Some scrobbles can’t be buried fast enough

For a long time, Ryan Adams was pretty high on my list of top artists. Ditto Kanye West. And in the early 2010s, that was fine! But now? Woof. Following their respective descents into sexual misconduct and a far-right-wing heel turn, you can understand why I don’t want them anywhere near my top artists. That’ll happen sometimes, and we all have our own lines we choose to draw in terms of how much separation between art and artist we establish, or how much we’re willing to forgive. Actual Nazi shit is so far beyond the line that I don’t think I need to explain why that’s a problem. But in my own defense, at least I don’t have any Burzum scrobbles!

The only milestone that matters is your own

I’m not on any artist’s top listeners, as far as I know (though the community stats for Preservation & Gabe ‘Nandez’s Sortilége need to go way higher, pronto), and I can’t claim any record-breaking numbers on my part. Recent scans of social media shares and discussions on Reddit have provided an eye-opening reminder of why that’ll almost certainly never happen. For instance, I haven’t logged 80,000 scrobbles of a single artist, and for the life of me I don’t know why you’d even want to. That much familiarity would almost certainly breed contempt. And while I’ve listened to 6,000 artists—a pretty big number in my mind, at least—there are those who’ve surpassed 90,000. Which means if I were to attempt something similar, over 20 years, I’d have had to find a new artist to listen to every three or four tracks, which, I’ll just say it, is too many. It takes enough effort on my part to keep track of and process 6,000 artists in 19 years. To attempt to multiply that 16-fold would be maddening.

Some things don’t really change

Your Last.fm stats are a living document that tracks how you change as a listener, and if you dig a little deeper, maybe on a more personal level as well. What I’ve listened to has only grown more diverse with time, and I like to think that’s because as I’ve gotten older I’ve grown more curious, more interested in what wasn’t already familiar, what wasn’t already part of an established routine. And it could certainly go in the opposite direction based on whether or not you keep up the same appetite for music over time (and for that matter, remember to scrobble what you listen to).

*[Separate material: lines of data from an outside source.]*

PR #18, opened 2014-08-29
Display an error message when the TextDecoder interface isn't available.

jeffposnick:
My intention for this sample was to show the native functionality on supported browsers, so I'm not including the [polyfill](https://github.com/inexorabletash/text-encoding), and just display a message if the browser doesn't support `TextDecoder`.

@ebidel let me know if you think these samples **should** demonstrate use of polyfills (when available).

### DIFF
--- a/encoding-api/index.html
+++ b/encoding-api/index.html
@@ -30,16 +30,20 @@
     <pre id="results"></pre>
 
     <script>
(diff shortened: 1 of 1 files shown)


ebidel:
LGTM. No, I don't think we need to demonstrate use of a polyfill. If one is available, it's good to link off to it but the purpose of these samples is to show off the API for the first time!

PR #19, opened 2014-09-04
Service Worker registration sample

jeffposnick:
@slightlyoff @jakearchibald @KenjiBaheux

Here's a catch-all sample to illustrate some Service Worker lifecycle considerations—at least as well as I understand them, and based on how they're implemented in the current Chrome Canary build. Some aspects could be broken out into smaller pieces, but I wanted to solicit overall feedback and make sure I wasn't completely misunderstanding the bigger picture before doing that.

This sample doesn't attempt to cover anything related to caching or the Push API.

There are some inline PR comments on lines that I am particularly unsure about.

You can view a live demo at https://jeffposnick.github.io/samples/service-worker/registration/

### DIFF
--- a/service-worker/registration/index.html
+++ b/service-worker/registration/index.html
@@ -1,0 +1,190 @@
+<!doctype html>
+<html>
+  <head>
+    <meta charset="utf-8">
+    <meta http-equiv="X-UA-Compatible" content="IE=edge">
+    <meta name="viewport" content="width=device-width, initial-scale=1">
+
+    <title>Service Worker Sample: Registration</title>
+
+    <link rel="stylesheet" href="../../styles/main.css">
+    <style>
+      .registration {
+        margin: 0.5em;
+        padding: 0.5em;
+        border-radius: 0.5em;
+        background-color: rgb(235, 235, 235);
+      }
+
+      .installing {
+        background-color: rgb(225, 225, 225);
+      }
+
+      .installed {
+        background-color: rgb(215, 215, 215);
+      }
+
+      .activating {
+        background-color: rgb(205, 205, 205);
+      }
+
+      .activated {
+        background-color: rgb(125, 215, 125);
+      }
+
+      .redundant {
+        background-color: rgb(215, 125, 125);
+      }
+    </style>
+  </head>
+  <body>
+    <script src="http://www.polymer-project.org/platform.js"></script>
+    <link rel="import" href="http://www.polymer-project.org/components/polymer/polymer.html">
+
+    <h1>Service Worker Sample: Registration</h1>
+    <p>Available in <a href="http://www.chromestatus.com/feature/6561526227927040">Chrome 39+</a></p>
+
+    <!-- // [START code-block] -->
+    <template id="page-template" is="auto-binding">
+      <template if="{{ error }}">
+        <h3>Error: {{error}}</h3>
+      </template>
+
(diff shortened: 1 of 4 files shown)


service-worker/registration/index.html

But some things don’t really change all that much, and there’s something comforting in that. My top artists in 2010 included Tom Waits, Wire and The Cure. In 2016, my top 10 featured The Cure, David Bowie and PJ Harvey. In 2019? Baroness, The Cure, and David Bowie. You probably see where I’m going with this: My overall top 10 from 19 years of scrobbling includes David Bowie, Tom Waits, Wire, PJ Harvey, The Cure and Baroness (and my number 3 is Broadcast, which has steadily been climbing over time). Despite how it may seem from my point of view, maybe the picture of me that my scrobbles have captured doesn’t look that different from the in-person version, after all.